Task to complete: In the entries below, every line that contains "here" must be located and copied.

Supplied material:
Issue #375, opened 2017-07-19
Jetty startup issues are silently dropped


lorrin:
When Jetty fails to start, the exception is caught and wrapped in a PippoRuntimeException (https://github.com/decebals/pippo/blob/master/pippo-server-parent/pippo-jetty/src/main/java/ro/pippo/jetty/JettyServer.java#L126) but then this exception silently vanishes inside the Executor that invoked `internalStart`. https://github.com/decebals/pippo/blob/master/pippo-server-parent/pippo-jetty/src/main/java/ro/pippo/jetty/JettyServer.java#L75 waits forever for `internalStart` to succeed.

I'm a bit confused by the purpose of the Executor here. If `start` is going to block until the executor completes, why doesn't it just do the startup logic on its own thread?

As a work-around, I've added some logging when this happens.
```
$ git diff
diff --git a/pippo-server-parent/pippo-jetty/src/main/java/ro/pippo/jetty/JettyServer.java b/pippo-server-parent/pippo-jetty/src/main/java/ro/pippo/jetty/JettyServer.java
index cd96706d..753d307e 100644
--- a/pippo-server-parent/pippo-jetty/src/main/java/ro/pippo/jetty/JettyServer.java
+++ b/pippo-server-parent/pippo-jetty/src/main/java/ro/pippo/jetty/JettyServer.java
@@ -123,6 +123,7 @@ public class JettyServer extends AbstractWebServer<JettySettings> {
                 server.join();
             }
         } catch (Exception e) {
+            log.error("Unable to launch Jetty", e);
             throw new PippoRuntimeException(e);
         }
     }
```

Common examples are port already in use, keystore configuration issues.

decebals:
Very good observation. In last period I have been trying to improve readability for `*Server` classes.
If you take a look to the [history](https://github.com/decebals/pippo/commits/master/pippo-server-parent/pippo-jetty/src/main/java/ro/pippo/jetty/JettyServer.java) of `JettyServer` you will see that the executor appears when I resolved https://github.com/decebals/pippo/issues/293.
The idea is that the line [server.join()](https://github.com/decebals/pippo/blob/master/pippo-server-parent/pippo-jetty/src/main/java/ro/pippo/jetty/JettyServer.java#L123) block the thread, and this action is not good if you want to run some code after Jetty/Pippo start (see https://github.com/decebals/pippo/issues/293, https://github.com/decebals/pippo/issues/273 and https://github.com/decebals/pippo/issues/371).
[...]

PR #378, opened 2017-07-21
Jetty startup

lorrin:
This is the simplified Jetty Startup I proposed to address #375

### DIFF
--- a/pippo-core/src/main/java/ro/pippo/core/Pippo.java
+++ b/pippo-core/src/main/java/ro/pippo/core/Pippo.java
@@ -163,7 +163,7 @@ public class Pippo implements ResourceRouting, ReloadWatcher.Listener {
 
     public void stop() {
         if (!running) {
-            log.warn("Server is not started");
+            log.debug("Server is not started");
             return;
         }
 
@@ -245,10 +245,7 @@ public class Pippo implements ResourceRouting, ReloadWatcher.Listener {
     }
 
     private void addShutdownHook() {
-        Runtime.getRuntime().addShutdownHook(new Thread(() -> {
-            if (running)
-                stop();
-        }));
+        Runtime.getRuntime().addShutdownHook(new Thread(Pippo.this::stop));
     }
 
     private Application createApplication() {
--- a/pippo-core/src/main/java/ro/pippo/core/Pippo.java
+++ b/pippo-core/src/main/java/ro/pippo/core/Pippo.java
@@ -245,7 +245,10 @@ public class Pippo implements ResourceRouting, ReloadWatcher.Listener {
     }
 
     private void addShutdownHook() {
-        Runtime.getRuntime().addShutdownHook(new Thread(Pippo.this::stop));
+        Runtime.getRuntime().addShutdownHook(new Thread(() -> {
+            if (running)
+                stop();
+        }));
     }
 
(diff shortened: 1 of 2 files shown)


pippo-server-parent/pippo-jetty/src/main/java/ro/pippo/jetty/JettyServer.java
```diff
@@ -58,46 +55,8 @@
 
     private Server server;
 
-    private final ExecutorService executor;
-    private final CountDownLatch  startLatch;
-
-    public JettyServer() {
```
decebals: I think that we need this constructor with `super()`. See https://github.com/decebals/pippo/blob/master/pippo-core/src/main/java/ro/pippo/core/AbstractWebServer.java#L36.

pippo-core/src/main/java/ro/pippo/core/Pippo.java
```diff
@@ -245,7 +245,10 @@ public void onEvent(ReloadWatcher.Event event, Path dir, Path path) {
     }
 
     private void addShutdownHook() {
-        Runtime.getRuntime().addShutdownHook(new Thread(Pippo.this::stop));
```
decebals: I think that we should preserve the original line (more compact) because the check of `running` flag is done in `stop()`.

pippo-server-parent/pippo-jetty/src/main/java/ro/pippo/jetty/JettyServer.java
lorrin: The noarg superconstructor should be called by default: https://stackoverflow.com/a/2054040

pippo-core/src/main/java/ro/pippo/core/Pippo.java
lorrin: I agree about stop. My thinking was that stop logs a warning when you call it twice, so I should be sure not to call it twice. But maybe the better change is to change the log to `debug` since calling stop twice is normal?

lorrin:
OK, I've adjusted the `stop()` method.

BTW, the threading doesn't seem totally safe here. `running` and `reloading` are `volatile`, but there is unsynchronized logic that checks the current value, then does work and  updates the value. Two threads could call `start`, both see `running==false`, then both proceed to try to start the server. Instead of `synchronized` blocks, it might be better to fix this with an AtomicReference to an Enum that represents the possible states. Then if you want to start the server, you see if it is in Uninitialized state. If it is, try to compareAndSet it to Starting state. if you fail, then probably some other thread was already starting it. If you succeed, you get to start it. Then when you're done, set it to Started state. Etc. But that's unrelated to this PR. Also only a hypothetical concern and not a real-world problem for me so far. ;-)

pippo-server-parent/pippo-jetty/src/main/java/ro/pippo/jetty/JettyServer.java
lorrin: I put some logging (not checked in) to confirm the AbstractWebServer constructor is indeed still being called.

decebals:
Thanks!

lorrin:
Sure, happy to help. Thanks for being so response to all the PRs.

Finished exercise:
I'm a bit confused by the purpose of the Executor here. If `start` is going to block until the executor completes, why doesn't it just do the startup logic on its own thread?
BTW, the threading doesn't seem totally safe here. `running` and `reloading` are `volatile`, but there is unsynchronized logic that checks the current value, then does work and  updates the value. Two threads could call `start`, both see `running==false`, then both proceed to try to start the server. Instead of `synchronized` blocks, it might be better to fix this with an AtomicReference to an Enum that represents the possible states. Then if you want to start the server, you see if it is in Uninitialized state. If it is, try to compareAndSet it to Starting state. if you fail, then probably some other thread was already starting it. If you succeed, you get to start it. Then when you're done, set it to Started state. Etc. But that's unrelated to this PR. Also only a hypothetical concern and not a real-world problem for me so far. ;-)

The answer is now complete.